» Aim of the exercise: Repeat each line, word for word, from the one containing "Good question, right" through the last line of the entries, and include no other output.

» Data to process:
PR #3584, opened 2023-01-25
fix(exec): more informative error msg on timeout

stefreak:
- Made the exec module error message on timeout more informative.
- Updated the test

Still working on the kubernetes module, but decided to put this as a separate PR

Fixes #


10ko (approved):
Approving but I'd leave a comment. Would it make sense to add these error messages to a `util` file of some sort in order to reuse it in other plugins?
Or are we ok with duplicating the messages across them in order to maintain isolation?

stefreak:
> Approving but I'd leave a comment. Would it make sense to add these error messages to a `util` file of some sort in order to reuse it in other plugins? Or are we ok with duplicating the messages across them in order to maintain isolation?

Good question, right now this error message exists in only one place (the kubernetes one will be different) – maybe we can extract it to a helper function once we have multiple plugins that throw this error (at least searching for "Timed out" in the code base only revealed exec and kubernetes plugins, and docker swarm but I think that's probably not a supported / tested one?)

10ko:
Ok, gotcha, I was under the impression the error messages would be the same. This might be a conversation worth having at some point though, it would be nice to find a way to render similar error messages across different plugins. I would possibly require a bit of change in conventions/architecture and we can discuss it on a separate issue.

» Problem solution:
Good question, right now this error message exists in only one place (the kubernetes one will be different) – maybe we can extract it to a helper function once we have multiple plugins that throw this error (at least searching for "Timed out" in the code base only revealed exec and kubernetes plugins, and docker swarm but I think that's probably not a supported / tested one?)

10ko:
Ok, gotcha, I was under the impression the error messages would be the same. This might be a conversation worth having at some point though, it would be nice to find a way to render similar error messages across different plugins. I would possibly require a bit of change in conventions/architecture and we can discuss it on a separate issue.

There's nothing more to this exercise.